(Stored data)
* * * * * * * * *

PR #1614, opened 2017-12-21
Remove usermeta and custom capabilities on uninstall. #1229

### LINKED ISSUE #1229: Remove user metadata during uninstall
After deleting RCP with the setting to remove RCP data checked I can still find a lot of rcp_ prefixed metadata in

- User roles
- User meta

nosegraze:
Closes #1229

### DIFF
--- a/uninstall.php
+++ b/uninstall.php
@@ -34,6 +34,13 @@ if( isset( $rcp_options['remove_data_on_uninstall'] ) ) {
 	// Delete all term meta.
 	$wpdb->query( "DELETE FROM $wpdb->termmeta WHERE meta_key = 'rcp_restricted_meta'" );
 
+	// Delete all user meta.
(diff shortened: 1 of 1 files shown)


uninstall.php
```diff
@@ -34,6 +34,13 @@
 	// Delete all term meta.
 	$wpdb->query( "DELETE FROM $wpdb->termmeta WHERE meta_key = 'rcp_restricted_meta'" );
 
+	// Delete all user meta.
+	$wpdb->query( "DELETE FROM $wpdb->usermeta WHERE meta_key LIKE 'rcp\_%'" );
```
mindctrl: We also need to delete `_rcp_%` to get all the ones related to emails, new/old subscription, etc.

nosegraze: Good catch. Updated https://github.com/restrictcontentpro/restrict-content-pro/pull/1614/commits/5c29137ffbbc29e727cdc767d1c2bfb87c5f7238

PR #1634, opened 2018-01-22
Exit function if RCP settings ID doesn't exist on page. #1633

### LINKED ISSUE #1633: JavaScript conflict with other plugins that use hashes in URLs
Report: https://secure.helpscout.net/conversation/509668960/74514?folderId=841781

This is reproducible with the Envira Gallery plugin, which uses a tabbed interface on their custom post type and changes the `#tab-id` in the URL when the tab changes. This change triggers the JavaScript in RCP that looks for hash changes in the URL for RCP's tab interface. But it causes a JavaScript error when `"#rcp-settings-wrap #tab_container #" + url` doesn't exist.

nosegraze:
Closes #1633


includes/js/admin-scripts.js
```diff
@@ -94,6 +94,10 @@ jQuery(document).ready(function($) {
 	//when the history state changes, gets the url from the hash and display
 	$(window).bind( 'hashchange', function(e) {
 
+		if ( $('#rcp-settings-wrap').length == 0) {
+			return;
+		}
+
```
mindctrl: We can avoid another DOM lookup here by using `window.adminpage` like this:

```
		if( ! window.adminpage || ( window.adminpage && 'restrict_page_rcp-settings' !== window.adminpage ) ) {
			return;
		}
```

nosegraze: Nice one! Updated!

Issue #1679, opened 2018-02-16
Search functionality makes it hard to find members


tnorthcutt:
If I have a member who has `wp_usermeta` values of `Judy` & `Smith` for the keys `first_name` and `last_name`, searching for `judy` or `smith` does not find this member when using the search form on `/wp-admin/admin.php?page=rcp-members`.

But, using the search form on `/wp-admin/users.php` does find the user account for this member.

Related, but a little different: when searching for a member who is expired, it's not immediately obvious that the user has been found, unless the person searching knows to scan the 5 status groups at the top of the page:

![rcpexpiredsearch](https://user-images.githubusercontent.com/796639/36330038-bff6c6f8-132d-11e8-9412-db1fee523137.jpg)

mindctrl:
When we fix the name searching, I'd like to ditch the status filters at the top on search results views. I've seen people confused by this numerous times, and it's annoying to do an extra click to get to the results.

tnorthcutt:
@mindctrl what about defaulting the search results to show all statuses, but still allow filtering? This would depend on https://github.com/restrictcontentpro/restrict-content-pro/issues/1562

mindctrl:
I'm ok with that, just trying to think of a use case where searching for something results in a lot of results that you want to filter by status. Seems like an uncommon use case, but I definitely could be wrong.

tnorthcutt:
Yeah, fair point.

chrisvanpatten:
I think the problem increases as your community grows, and the less narrow your search is.

Another factor to consider: with multiple subscriptions on the roadmap, how will that affect filters? You might have users with subscriptions in multiple statuses.

mindctrl:
That's a good point. We've discussed this internally, but the concept of status being tied to a member is probably going to have to go away. It doesn't really make sense with multiple subscriptions, and in some cases it would be tricky or impossible to "choose" a status to return.

A member is always a member... just a way to designate someone has some kind of membership. The membership status is the thing that matters.

chrisvanpatten:
Yeah, it makes sense that in the future there might be separate "Members" and "Subscriptions" screens, similar to how Stripe handles it.

tnorthcutt:
[...]

PR #1702, opened 2018-03-03
Alter member search to be more inclusive

tnorthcutt:
This change mimics WP core's method of prepending and appending `*` to user searches, so that when the `WP_User_Query` is prepared, the `LIKE` clauses will be surrounded by `%`. This results in finding e.g. a member with the email address `john123@gmail.com` when searching for `john`; previously this member would not be found.

Closes https://github.com/restrictcontentpro/restrict-content-pro/issues/1679


includes/admin/members/members-page.php
```diff
@@ -29,6 +29,10 @@ function rcp_members_page() {
 			$order           = ! empty( $_GET['order']  )  ? urldecode( $_GET['order']  ) : 'DESC';
 			$search          = ! empty( $_GET['s'] )       ? urldecode( $_GET['s'] )      : '';
 
+			if ( '' !== $search ) {
+			    $search = '*' . $search . '*';
+            }
```
pippinsplugins: Looks like a minor indention hiccup here :)

tnorthcutt: Good catch! Good old tabs/spaces got me.

includes/admin/members/members-page.php
```diff
@@ -102,7 +106,7 @@ function rcp_members_page() {
 			</ul>
 			<form id="rcp-member-search" method="get" action="<?php menu_page_url( 'rcp-members' ); ?>">
 				<label class="screen-reader-text" for="rcp-member-search-input"><?php _e( 'Search Members', 'rcp' ); ?></label>
-				<input type="search" id="rcp-member-search-input" name="s" value="<?php echo esc_attr( $search ); ?>"/>
+                <input type="search" id="rcp-member-search-input" name="s" value="<?php echo isset($_REQUEST['s']) ? esc_attr( wp_unslash( $_REQUEST['s'] ) ) : ''; ?>"/>
```
nosegraze: This is indented with spaces but it should be tabs.

tnorthcutt: Sorry about that. Fixed up now.

tnorthcutt:
Thanks @mindctrl. I'm not familiar with searching by payment profile. Can you give me a little more info/an example to reproduce with? I'd be happy to fix it up.

mindctrl:
@tnorthcutt you can search members by their payment profile ID, which you can see on the member edit screen. In the case of Stripe, it's their customer number.

image

You can search for `payment_profile:xxxxxxxxx` to find the member with that profile ID.

tnorthcutt:
@mindctrl Ah, thanks! This was also breaking searches for `first_name:` and `last_name:`. I moved to altering the query to add asterisks after we check for those special cases.

Issue #1562, opened 2017-11-09
Add default "All" filter in Restrict > Members


nosegraze:
This would show all members regardless of status. This would have two benefits:

1. It would allow us to publish the total number of members in the database.
2. The default screen admins land on would show all statuses. We've had several people do a test signup, click onto that page, see "no members" and get confused, when in reality their test signup was tucked away in the "free" filter (or sometimes "pending").

nosegraze:
It might be easier to hold off on this until after https://github.com/restrictcontentpro/restrict-content-pro/issues/103 if we're still going to put that in `3.0`?

mindctrl:
I think this concept of "member status" is going away in 3.0. [See this comment](https://github.com/restrictcontentpro/restrict-content-pro/issues/1679#issuecomment-367764670).

Think about this scenario. A member has both an active and a pending subscription. What should we show as counts? And should we show the same member in both filtered views?

Related: #1679

PR #1703, opened 2018-03-03
Add default "All" filter in Restrict > Members

tnorthcutt:
This PR adds a default "all" filter in Restrict > Members.

I suggest we also increase the visual prominence of the six status filters on that page and reposition them a bit for more clarity; I'll open a separate PR for that once this is merged to avoid merge conflicts.

Note: currently, if a pending member exists without an `rcp_subscription_level` meta value, the member counts won't add up correctly; "All" will have the correct number, but "Pending" will be short, so adding up the counts of the five statuses will be less than what is shown next to "All". https://github.com/restrictcontentpro/restrict-content-pro/pull/1695 will fix this.

Closes https://github.com/restrictcontentpro/restrict-content-pro/issues/1562


tnorthcutt:
@mindctrl fair enough. Definitely a discussion worth having. FWIW I don't really see the harm in adding this in  now, especially if moving away from statuses is going to take some time (which I suspect it will), since this solves a current problem:

>The default screen admins land on would show all statuses. We've had several people do a test signup, click onto that page, see "no members" and get confused, when in reality their test signup was tucked away in the "free" filter (or sometimes "pending").

But I won't be upset if this gets paused 🙂

tnorthcutt:
Closing this in favor of https://github.com/restrictcontentpro/restrict-content-pro/pull/1777

Issue #1686, opened 2018-02-22
Post type archive redirect doesn't work with Drip Content


nosegraze:
In _redirects.php_ we have this statement for redirecting away from a post type archive:

```php
elseif( is_post_type_archive() && $wp_query->have_posts() && rcp_is_restricted_post_type( get_post_type() ) && ! $member->can_access( get_the_ID() ) ) 
```

This is meant to check if the archive being viewed is restricted, and the assumption is that if the user can't view the first post they wouldn't be able to view any.

Normally this would work fine but it doesn't work with Drip Content, where a user may have permission to view the post type but not a specific post due to the scheduling.

tnorthcutt:
One solution to this might be to short-circuit that logic if the Drip Content add-on is active.

Another option would be to do similar to what is currently done for per-post restrictions if the entire post type is restricted:

> This entire post type is restricted. Visit the post type's restriction page to change the settings.

So, when setting Drip access for a post, we could display a similar message if the post type is restricted. But, perhaps that would be counter to how people tend to use the Drip Content add-on? I'm not sure.

mindctrl:
At the moment I can't think of a way to safely do it with any `can_access()` checks without checking every post shown in the archive, which is crazy. This could also happen with any customizations, and probably Restrict Past Content, Restriction Timelock, and Restriction Timeouts. depending on the sort order.

I'm thinking we'll need to do a `rcp_get_post_type_restrictions( get_post_type() )` call and check the return values against the member's data.

nosegraze:
I think you're right @mindctrl . It's kind of annoying to have to do that, but it sounds like the best way.

PR #1704, opened 2018-03-03
Exclude restricted post types from queries

tnorthcutt:
This gets all restricted post types, builds an array of post IDs in those post types, and adds that to the `posts__not_in` query var.

Just like `rcp_get_restricted_post_ids()` and `rcp_get_post_ids_assigned_to_restricted_terms()`, the result is stored in a transient for caching.

A different approach to this could be to instead refactor `rcp_get_restricted_post_ids()` to include the post IDs belonging to restricted post types; I'm happy to make that change if we want the logic there instead of in `rcp_hide_premium_posts()`;

But, I'm not sure if that might have unintended side effects. The only other place I see `rcp_get_restricted_post_ids()` used is in `RCP_EDD::edd_downloads_query()`. On that note, we may need to make this change in that method as well (if we don't combine the logic into `rcp_get_restricted_post_ids()`), since in theory that method could miss the entire `download` post type being restricted.


includes/query-filters.php
```diff
@@ -25,13 +25,41 @@ function rcp_hide_premium_posts( $query ) {
...
+						$redirect = home_url();
+					}
+					wp_redirect( $redirect );
+					exit;
+				}
+				$query->set( 'post_type', $new_types );
+			}
+			// If one post type is queried, and it is a restricted post type, ignore query and redirect to page for redirect_from_premium
+			// Or, if no post type is specified, assume it is 'post' and redirect as needed
+			else if ( in_array( $query->get( 'post_type' ), $restricted_post_types ) || ( empty( $query->get( 'post_type' ) ) && in_array( 'post', $restricted_post_types ) ) ) {
```
nosegraze: This isn't compatible with PHP 5.3. You'll need to put the result of `$query->get( 'post_type' )` into a variable before using it.

nosegraze:
The general logic here for getting/unsetting post types is good but I'm wondering if for organizational purposes we should put the redirect code in `redirects.php` instead. So instead of actually redirecting in `query-filters.php` we could just do a `return` knowing it'll get picked up in `redirects.php` and move the redirect portion of the logic to that file.

Another thing to think about is whether we want to actually check to see if the current user has permission instead of only applying the logic to expired users or guests. See here: https://github.com/restrictcontentpro/restrict-content-pro/issues/1686#issuecomment-368758229 So instead of only removing restricted post type for users who have no membership at all, we actually compare the user's permissions against the post type restrictions. This means the logic would still work if a user has a membership for level "Silver" and a post type is restricted to level "Gold" only. All the Gold posts would then be removed for the user on Silver. Does that make sense?

includes/query-filters.php
tnorthcutt: Ah right, thanks.

tnorthcutt:
@nosegraze yep, that all makes sense.

Perhaps it would be good to split this out into multiple functions for the various restriction checking? We could have a function each for checking:
1. Individual posts with restrictions set
2. Taxonomy terms with restrictions set
3. Post types with restrictions set

Each of those methods could be hooked to `pre_get_posts` and modify the query as needed. Or, we could hook a wrapper function (perhaps the current `rcp_hide_premium_posts()`, and call the others from that.

What do you think? I'm hoping that would 1) make it easier to reason about and 2) make it easier to maintain and modify over time.

tnorthcutt:
@nosegraze any thoughts on my last comment above?

nosegraze:
I think I'm okay with that.

tnorthcutt:
On reflection, I think this needs to wait for https://github.com/restrictcontentpro/restrict-content-pro/issues/1736 to be complete first.

That is, if we want to do (which I think we should):

> Another thing to think about is whether we want to actually check to see if the current user has permission instead of only applying the logic to expired users or guests. See here: #1686 (comment) So instead of only removing restricted post type for users who have no membership at all, we actually compare the user's permissions against the post type restrictions. This means the logic would still work if a user has a membership for level "Silver" and a post type is restricted to level "Gold" only. All the Gold posts would then be removed for the user on Silver. Does that make sense?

* * * * * * * * *

PROBLEM STATEMENT: Go through the entries above and count the lines containing "currently". Give the number only.

TASK RESPONSE: 2